Elle est gentille, mon amie, et l’agneau le plus doux n’égale en rien sa douceur ! »

« Mais, ô mon maître, continua le barbier, pour ce qui est de mon ami Hamid le balayeur d’ordures, voici sa danse !… Tu vois comme elle est suggestive et pleine de science et de gaieté ! Mais quant à sa chanson, la voici :

« Ma femme ! elle est avare ! et, à l’écouter, je mourrais de faim !

Ma femme ! elle est laide ! et, à l’écouter, dans ma maison pour toujours je m’enfermerais !

Ma femme ! le pain, elle le cache dans l’armoire ! Mais si je ne mange point de pain, et comme elle est laide à faire fuir un nègre au nez aplati, il me faudra bientôt me châtrer pour toujours ! »

Puis le barbier, sans me donner le temps de faire un signe de protestation, imita toutes les danses de ses amis, et chanta toutes leurs chansons. Puis il me dit : « Voici ce que peuvent faire mes amis à moi. Si donc tu voulais bien rire, je te conseille dans ton intérêt et pour notre plaisir à tous, de venir chez moi faire partie de notre compagnie, et de laisser là les amis chez lesquels tu m’as dit avoir l’intention de te rendre. Car je vois que tu as encore sur la figure des traces de fatigue, et tu relèves de maladie ; et il est possible que tu rencontres parmi les amis des individus amateurs de vains discours et ennuyeux parleurs et indiscrets curieux ; et ils te feront retomber dans une maladie bien plus grave que la première ! »

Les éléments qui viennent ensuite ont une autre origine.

PR #924, opened 2026-07-24
fix(pk): pure-TTE population declines the predictor instead of panicking on a CMT≥2 dose [closes #905]

### LINKED ISSUE #905: fix(pk): a pure-TTE population is exempt from dose-compartment validation but still reroutes to the walk, which panics
## Problem

`check_dose_compartments` exempts a **pure-TTE / pure-discrete population** from dose-compartment validation (`population_uses_analytical_pk`, `src/api/validation.rs`). The exemption is correct in itself: such a model still needs a `[structural_model]` line, and the idiom is a placeholder `one_cpt_iv` with dummy `CL`/`V`, whose 1-compartment topology would reject perfectly good dose records aimed at a TTE endpoint's `CMT`.

But `dose_needs_event_walk` (`src/pk/mod.rs`) does **not** know about that exemption. It reroutes any bolus with `cmt != 1` onto the event-driven walk, whose out-of-range guard is a `panic!`. So on an exempt population the check declines to validate and the walk then aborts the process on the very dose it declined to look at.

Reproduced by an adversarial-review agent during PR #896:

```
pure_tte_subject_with_a_high_cmt_dose_still_predicts
  -> panicked: dose into compartment 2 but model has 1 states
```

## Reachability

Narrow, but real:

- Via `read_population_for`, TTE rows are routed to `obs_records`, leaving `obs_times` empty, so `event_driven_predictions_with_schedule_impl` early-returns on `n_obs == 0` and the panic is never reached. **This is the normal path and it is safe.**
- Via `read_nonmem_csv` (no endpoint routing), the rows land in `obs_times` and the walk runs. That is the lower-level public API, and it is what the exemption's own regression test uses.

So the exemption's safety currently rests on a guard in a different module that it never references — worth pinning either way.

## Why it was not fixed in #896

PR #896's review fixed three confirmed defects in this area (a wrong-OFV analytic readout path, the `AMT=0` range-check hole, and a `[derived]` grid path left on the old predicate). This one was left deliberately: the obvious fixes each have a real cost and the choice is a design call, not a mechanical one.

- **Range-check exempt populations anyway** — rejects legitimate TTE data, since the placeholder has `n_states = 1` and the TTE endpoint's `CMT` is routinely ≥ 2. This is exactly what the exemption exists to prevent.
- **Teach `dose_needs_event_walk` about the exemption** — it takes `(PkModel, &Subject)` and has no access to the model's endpoints or to the population, so this means changing its signature and every call site.
- **Make the walk's out-of-range guard non-fatal** — reintroduces the silent dose-dropping that #375 removed.

A fourth option is probably the right one: have the *predictor* decline to run at all for a population with no Gaussian observation, rather than having the *validator* special-case it — i.e. move the exemption from "skip the check" to "skip the prediction". That is a larger change than a bug fix should carry.

## Validation

A regression test asserting that a pure-TTE population with a `CMT ≥ 2` dose either predicts or returns an actionable error — but never panics — reachable through both `read_nonmem_csv` and `read_population_for`. No NONMEM anchor needed: this is about an error channel, not a numerical path.

## References

- Surfaced by the adversarial review of PR #896 (see the review comment on that PR).
- `population_uses_analytical_pk` + `check_dose_compartments`: `src/api/validation.rs`.
- `dose_needs_event_walk`: `src/pk/mod.rs`.
- The `n_obs == 0` early return the exemption implicitly relies on: `src/pk/event_driven.rs`.
- Same family as #898 (panic-vs-`Result` on the non-`fit` entry points).

TeunP:
## Why

A pure-TTE / pure-discrete population aborts the process on a `CMT ≥ 2` dose. Such a
population is **exempt** from dose-compartment validation (`check_dose_compartments`
via `population_uses_analytical_pk`) — its `[structural_model]` is a placeholder
`one_cpt_iv` with dummy `CL`/`V`, and its TTE endpoint's `CMT` is routinely ≥ 2, so
range-checking the dose against the 1-compartment placeholder would reject perfectly
good data. But the **predictor** did not know about that exemption:
`dose_needs_event_walk` still reroutes any `cmt != 1` bolus onto the event-driven
walk, whose out-of-range guard is a `panic!`. So the validator declined to check a
dose that the walk then aborted on (#905).

Reproduced on `main` (adversarial review of PR #896):

```
pk_model = OneCptIv;  obs_times = [5.0];  obs_cmts = [2]
panicked at src/pk/event_driven.rs:785 — "dose into compartment 2 but model has 1 states"
```

Reachable when the population is loaded model-blind (`read_nonmem_csv`, no endpoint
routing → TTE rows land in `obs_times`, so `n_obs > 0` and the walk runs). The
endpoint-routed loader (`read_population_for`, what `fit_from_files` uses) was safe by
accident — it routes TTE rows into `obs_records`, leaving `obs_times` empty, so the
walk's `n_obs == 0` early-return fired. The exemption's safety rested on a guard in a
different module it never referenced.

## What changed

**The predictor now declines in lockstep with the exemption** (issue option 4). One
shared per-subject predicate owns the invariant:

- **`pk::subject_feeds_analytical_pk(model, subject)`** — true iff the subject has a
  Gaussian observation (an obs whose CMT is not a registered non-Gaussian endpoint) or
  a pk-only prediction time. `validation::population_uses_analytical_pk` is now
  `subjects.any(...)` of it — single source of truth.
- **Value gate** — `compute_predictions_with_tv_into_with_schedule` (the one funnel
  behind predict / simulate / likelihood / sdtab / postfit) returns `vec![NaN; n_obs]`
  when `ode_spec.is_none() && !subject_feeds_analytical_pk`, before reaching the walk.
- **Gradient gate** — `sens::provider::subject_routes_to_event_walk` returns `false`
  for the same condition, so FOCE/FOCEI never enters the walk's `sens` twin
  (`propagate::active_rates_g` / the bolus `cmt_idx` guard, both of which `panic!` the
  same way). Load-bearing, not cosmetic: on a model-blind `fit()` the gradient step
  hits the twin panic independently of the value path.
- **IOV twins** — IOV models (`n_kappa > 0`) route through *separate* funnels
  (`pk::predict_iov` for value; `subject_sensitivities_iov` /
  `subject_eta_grad_iov_analytical` for the gradient), which do not consult
  `subject_routes_to_event_walk`. The same decline is added to all three, keyed on the
  same predicate. (The routed loader already declines these via the existing
  `subject_has_survival_records` gate; this only fires on the model-blind loader.)
- **Residual skip** — the Gaussian residual loops in `individual_nll_into_with_schedule`
  and `obs_nll_subject_from_preds` (the SAEM/IS twin) skip an observation whose CMT is a
  non-Gaussian endpoint (no-op on the routed path; keeps a model-blind `NaN` pred from
  poisoning the inner NLL).
- The `check_dose_compartments` exemption comment now states the safety explicitly.

**Why the per-subject gate is safe within `ode_spec.is_none()`:** nothing but a
Gaussian observation consumes the analytical predictor there. A hazard that reads a
concentration is written `hazard = <expr>`, which the parser turns into a synthesised
`__chz` ODE state (`prescan_ode_hazards`) → forces `ode_spec = Some`; every hazard left
on an analytical model is a closed-form `HazardSpec::Analytic` over `(θ, η, cov)`. A
binary/categorical linear predictor is `LinearPredictorFn = Fn(θ, η, cov) -> f64` — no
concentration. So a subject with no Gaussian obs feeds the predictor nothing.

## Alternatives considered

- **Range-check exempt populations anyway** — rejects legitimate TTE data (the
  placeholder has `n_states = 1`, the endpoint's `CMT` ≥ 2). The exemption exists to
  prevent exactly this.
- **Teach `dose_needs_event_walk` the exemption** — it takes `(PkModel, &Subject)`; wiring
  the population's endpoints through it means a signature change across 6 call sites, and
  is the wrong layer.
- **Make the walk's guard non-fatal** — reintroduces the silent dose-dropping #375 removed.
- **Route non-Gaussian obs out of `obs_times` on the in-memory path** (make model-blind ==
  file-load) — stronger (also fixes the latent Gaussian-misclassification), but needs
  reconstructing `ObsRecord`s and is larger than this bug warrants. Deferred.

## Scope / known limitation

The fix guarantees **panic-free on every path**, and **correct on the endpoint-routed
path**. A model-blind `fit()` of a pure-TTE population still cannot fit the TTE data (it
never reached `obs_records`), so its outer FOCEI OFV is a degenerate `NaN` and the
covariance step declines cleanly — no abort. A correct TTE fit requires
`read_population_for` / `fit_from_files`. This is inherent to the model-blind reader, not
a regression.

## Cross-repo dependency

No `pub` API signature changed (`subject_feeds_analytical_pk` is `pub(crate)`;
`compute_predictions_with_tv*` bodies only). ferx-r unaffected, no pin bump.

## Breaking changes
- [x] None

## Numerical validation
- [x] Not applicable — this is an error-channel fix, not a numerical path (per the issue:
  "No NONMEM anchor needed"). The routed path's numbers are unchanged (the gate returns the
  same empty `preds` the `n_obs == 0` early-return already produced).

## Performance
- [x] No significant impact expected — one `ode_spec.is_none()` + predicate check per
  prediction call; the predicate short-circuits on `endpoints.is_empty()` (every plain PK
  model), so non-survival builds and ordinary PK models pay a single bool.

## Tests
- [x] Unit test (`sens/provider_tests.rs::tte_only_subject_declines_the_event_walk_gradient`)
  pins the non-IOV gradient gate directly.
- [x] Regression tests that fail without this fix (`tests/dose_compartment_routing.rs`):
  pure-TTE `CMT ≥ 2` dose × predict / simulate / fit, through **both** `read_nonmem_csv`
  and `read_population_for`; the same for the **IOV** funnel (`simulate` + `fit` with `OCC`);
  plus a **positive control** (a Gaussian-bearing subject on a TTE model still predicts
  finite — the gate must not over-fire).
- [x] All new tests **mutation-verified**: reverting each gate makes its test panic —
  value `event_driven.rs:785`, non-IOV gradient (unit-assert flips), IOV value
  `event_driven.rs:785`, IOV gradient `propagate.rs:1408`.
- Full lib suite `--features survival`: **2823 / 0**. Integration
  `dose_compartment_routing --features survival`: **28 / 0**. No-`survival`
  `cargo check --tests` clean. Existing exemption tests stay green.

The IOV funnel gap (item above) was found by an adversarial (xhigh) review of this PR
and fixed in the same change.

## Docs
- [x] `CHANGELOG.md` `[Unreleased]` → `Fixed` entry added (#905).
- [x] No new DSL / fit option / output field → no `docs/` page change.

## Reviewer hints

The load-bearing claim is *"on an analytical model nothing but a Gaussian observation
consumes the predictor"* — see `subject_feeds_analytical_pk`'s doc. If that held only for
hazards but not for binary/CTMM linear predictors, the value gate would silently kill a
conc-driven discrete endpoint; it holds because `LinearPredictorFn` has no concentration
argument and a conc-driven hazard/intensity forces `ode_spec = Some` (out of the gate's
domain). The gradient gate mirrors the value gate exactly — they must agree or FOCE would
differentiate a different dosing history than it predicted.

## Open questions

Whether to also do the heavier "route non-Gaussian obs out of `obs_times` on the in-memory
path" so a model-blind `fit()` becomes *correct* (not just panic-free). Deferred here as
out of scope for the crash fix.

### DIFF
--- a/CHANGELOG.md
+++ b/CHANGELOG.md
@@ -73,6 +73,14 @@ section of the SDLC for the versioning policy).
   no rows** (#759). The equivalent `simulate()` guard already existed and its message claimed to
   cover `predict()`, but it only ran on the simulate path. State-occupancy prediction `π(t)` is
   still to come (#820).
+- **A pure-TTE / pure-discrete population no longer panics on a `CMT ≥ 2` dose** (#905). Such a
+  population is exempt from dose-compartment validation — its `pk` line is a placeholder and the
+  TTE endpoint's `CMT` is routinely ≥ 2 — but the predictor still rerouted the dose onto the
+  event-driven walk, which aborted the process on the very dose the validator had declined to
+  check. The analytical predictor now declines in lockstep with the exemption: a subject with no
+  Gaussian observation returns `NaN` without entering the walk (value and FOCE/FOCEI gradient
+  paths alike), so `predict()`, `simulate()` and `fit()` stay panic-free on such a population
+  through both the endpoint-routed and model-blind loaders.
 
 ### Performance
 - **Closed-form modified-release absorption** (#860). A static multi-route absorption model
--- a/src/api/validation.rs
+++ b/src/api/validation.rs
@@ -641,37 +641,37 @@ pub(crate) fn check_modeled_dose_rates(
 /// placeholder's 1-compartment topology would reject a working model over dose
 /// records no PK code ever reads.
 ///
-/// Deliberately a **population**-level predicate, not a per-subject one. "This
-/// subject has no Gaussian observation" does **not** imply the PK path is
-/// skipped for it: the event-driven walk is driven by the subject's event
-/// schedule (doses and `EVID=2` times), and the FOCE/FOCEI sensitivity provider
-/// runs per subject regardless. A per-subject exemption would let a TTE-only
-/// subject *of a joint PK-TTE model* carry an unroutable infusion straight back
-/// into the panics this check exists to prevent — a routine pattern (an early
-/// dropout, or a TTE-only arm, that still has dose records).
+/// Deliberately a **population**-level gate on *whether the dose-compartment check
+/// runs at all*, not a per-subject one. If **any** subject asks the analytical
+/// predictor for a value, the check validates **every** dose in the dataset — so a
+/// TTE-only subject *of a joint PK-TTE model* (an early dropout, or a TTE-only arm,
+/// that still has dose records) has its unroutable infusion caught up front, rather
+/// than carried into the event-driven walk's `panic!`. Making *validation* per
+/// subject would reopen exactly that.
 ///
-/// Non-Gaussian endpoints are registered per CMT in `CompiledModel::endpoints`,
-/// so an observation CMT absent from that map is Gaussian. Without the
-/// `survival` feature no non-Gaussian endpoint can be parsed, so every
-/// observation is Gaussian by construction and this is always `true`.
+/// This is distinct from — and complementary to — the per-subject predictor gate
+/// (`subject_feeds_analytical_pk`, #905): validation is population-scoped so a live
+/// population is fully checked, while the predictor declines the walk per subject for
+/// any subject whose output is unused. In a live population the check already rejects
+/// a bad dose, so the predictor gate never has to; in an exempt population the check
+/// is skipped and the predictor gate is what keeps the walk unreached.
+///
+/// The per-subject truth (which observation CMTs are Gaussian, and the
+/// no-`survival`-feature short circuit) lives in [`crate::pk::subject_feeds_analytical_pk`];
+/// this is `any(...)` of it.
 fn population_uses_analytical_pk(model: &CompiledModel, population: &Population) -> bool {
-    #[cfg(feature = "survival")]
-    {
-        if model.endpoints.is_empty() {
-            return true;
-        }
-        population.subjects.iter().any(|s| {
-            !s.pk_only_times.is_empty()
-                || s.obs_cmts
-                    .iter()
-                    .any(|cmt| !model.endpoints.contains_key(cmt))
-        })
-    }
-    #[cfg(not(feature = "survival"))]
-    {
-        let _ = (model, population);
-        true
-    }
+    // Single source of truth with the predictor gate: `subject_feeds_analytical_pk`
+    // is the per-subject predicate, and this is `any(...)` of it. The two compose —
+    // this population-level test decides whether the dose-compartment check runs at
+    // all (a *live* population validates every dose, including a TTE-only subject's),
+    // while the per-subject gate declines the walk for a subject the analytical
+    // predictor would feed nothing (#905). See `subject_feeds_analytical_pk` for why
+    // "no Gaussian observation" implies "predictor output unused" on an analytical
+    // model.
+    population
+        .subjects
+        .iter()
+        .any(|s| crate::pk::subject_feeds_analytical_pk(model, s))
 }
 
 /// Every dose must name a compartment the **analytical** engine can actually
@@ -761,6 +761,18 @@ pub(crate) fn check_dose_compartments(
     // Nothing in this dataset asks the analytical predictor for a value — the
     // `pk` line is a pure-TTE / pure-discrete model's placeholder. See
     // `population_uses_analytical_pk` for why this is a population-level test.
+    //
+    // **This exemption is safe because the predictor declines in lockstep.** Skipping
+    // the dose-compartment check would be a landmine on its own: `dose_needs_event_walk`
+    // still reroutes a `CMT ≥ 2` dose onto the event-driven walk, whose out-of-range
+    // guard is a `panic!`. That was #905 — the check declined to validate a dose the
+    // walk then aborted on. The fix is the shared predicate: the same
+    // `subject_feeds_analytical_pk` that makes this population exempt also makes
+    // `compute_predictions_with_tv_*` (value) and `subject_routes_to_event_walk`
+    // (gradient) return a NaN/decline for every one of its subjects, so the walk is
+    // never reached. The exemption's safety no longer rests on the far-away
+    // `n_obs == 0` early return in a different module; it is the negation, per subject,
+    // of this very predicate.
     //
     // **Analytical models only.** An `[odes]` block is never a placeholder: a
     // hazard that reads an ODE state has the system integrated for it even when
--- a/src/pk/mod.rs
+++ b/src/pk/mod.rs
@@ -861,6 +861,17 @@ pub fn predict_iov(
     kappas: &[Vec<f64>],
 ) -> Vec<f64> {
     use std::collections::HashMap;
+    // #905: the IOV value funnel is a structural peer of
+    // `compute_predictions_with_tv_into_with_schedule` and needs the same declination —
+    // an analytical subject with no Gaussian observation feeds the predictor nothing,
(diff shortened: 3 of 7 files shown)


TeunP:
## Adversarial review (xhigh) of this change

Ran an xhigh self-review — 3 independent trace agents + a line-level read — to confirm no path reaches the event-driven walk unguarded.

### Found + fixed one HIGH issue in-place

IOV models (`n_kappa > 0`) route through **separate** funnels — `predict_iov` (value) and `subject_sensitivities_iov` / `subject_eta_grad_iov_analytical` (gradient) — none of which consulted `subject_routes_to_event_walk`. An analytical IOV model with a closed-form-`family` TTE hazard (an allowed combination — only ODE-`hazard`+IOV is rejected), loaded model-blind, still panicked on a `CMT ≥ 2` dose:

- **value** — `src/pk/event_driven.rs:785`, via `simulate` / SAEM / IMP / postfit
- **gradient** — `src/sens/propagate.rs:1408`, via the IOV inner analytic gradient on `fit`

Fixed by declining in all three IOV funnels on the same predicate. **No regression:** the endpoint-routed loader already declines these via the existing `subject_has_survival_records` gate, so the new gate fires only on the model-blind loader.

### Verified sound (no change needed)

- **Non-IOV walk completeness** — every production predictor (`predict`/`simulate`/`fit`/`postfit`/`npde`/`gauss_newton`/`saem`/`agq`/`importance_sampling`) routes through the gated funnel; `model_preds` is `#[cfg(test)]`; `adaptive` is ODE-only.
- **No over-fire** — the gate cannot decline a subject that carries a Gaussian observation (`obs_cmts.any(∉ endpoints)`); a concentration-reading endpoint forces `ode_spec = Some` and leaves the gate's domain.
- **No under-fire** — a *live* population still range-checks every dose (`population_uses_analytical_pk = any(subject_feeds_analytical_pk)` ↔ the per-subject predictor gate).
- **Dense-residual path** unreachable for an exempt subject — `block_sigma + endpoint` is rejected up front (`E_BLOCK_SIGMA_TTE_UNSUPPORTED`).

### Also added

- A **positive-control test** — a Gaussian-bearing subject on a TTE model still predicts finite (a one-CMT typo in the predicate would otherwise slip through undetected; the decline tests all assert `NaN`).
- A symmetric skip in `obs_nll_subject_from_preds` (the SAEM/IS twin of the FOCE inner skip).
- A doc fix.

### Validation & data

This is an **error-channel fix, not a numerical one**, so there is no NONMEM / nlmixr2 anchor — and none is needed (the issue states this). The supported (endpoint-routed) path's numbers are **unchanged**: the gate returns the same empty `preds` the walk's `n_obs == 0` early-return already produced. Concrete evidence instead:

- **Mutation** (each gate reverted → its test panics at the named site, confirming it is load-bearing):
  - non-IOV value gate → `predict` panics `src/pk/event_driven.rs:785`
  - non-IOV gradient gate → unit assertion flips (`subject_routes_to_event_walk` returns `true`)
  - IOV value gate → `simulate` panics `src/pk/event_driven.rs:785`
  - IOV gradient gate → `fit` panics `src/sens/propagate.rs:1408`
- **Suite** — full lib `--features survival` **2823 / 0**; integration `dose_compartment_routing --features survival` **28 / 0**; no-`survival` `cargo check --tests` clean.
- **CI** — green on the reviewed head, including `codecov/patch` (new lines covered), Survival (TTE), Markov (CTMM), Clippy, Format.

**Known limitation (by design):** a model-blind `read_nonmem_csv` + `fit()` of such a population stays degenerate (`NaN` OFV, covariance step declines cleanly, no abort) — a correct TTE fit needs `read_population_for` / `fit_from_files`.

Alors je dis au barbier : « Pour aujourd’hui il ne m’est guère possible d’accepter ton invitation, mais ce sera pour un autre jour ! » Il me répondit : « La chose qui est la plus avantageuse pour toi, je te le répète, est de hâter le moment de la visite chez moi, et de venir sans retard goûter toute l’urbanité de mes amis et profiter de leurs admirables qualités. Et ainsi tu agiras selon le dire du poète :

« Ami, ne diffère jamais de profiter de la jouissance qui s’offre, et ne remets jamais au lendemain la volupté qui passe ! Car la volupté ne passe pas tous les jours et la jouissance à tes lèvres tous les jours n’offre point ses lèvres. Sache que la fortune est femme et, comme la femme, varie ! »

Alors, devant toutes ces harangues et tous ces bavardages, je ne pus m’empêcher de rire mais, avec le cœur tout bourré de pesante fureur ; puis je lui dis : « Maintenant je t’ordonne de terminer l’opération pour laquelle je t’ai fait venir, et de me laisser m’en aller sur la voie d’Allah et sous sa sainte protection ; et de ton côté tu t’en iras retrouver tes amis qui, à l’heure actuelle, doivent t’attendre avec impatience ! » Il me répondit : « Mais pourquoi refuses-tu ? En vérité, je ne te demande qu’une chose : me laisser te faire faire la connaissance de mes amis, ces délicieux compagnons, qui sont loin d’être des gens indiscrets, car je t’assure qu’une fois que tu les auras vus tu ne voudras plus en fréquenter d’autres, et tu délaisseras tes amis de l’heure actuelle ! » Je lui dis : « Qu’Allah augmente encore davantage le bonheur que tu éprouves de leur amitié ! Et, d’ailleurs, je te promets qu’un jour je les inviterai moi-même à venir à un festin que je donnerai spécialement pour eux ! »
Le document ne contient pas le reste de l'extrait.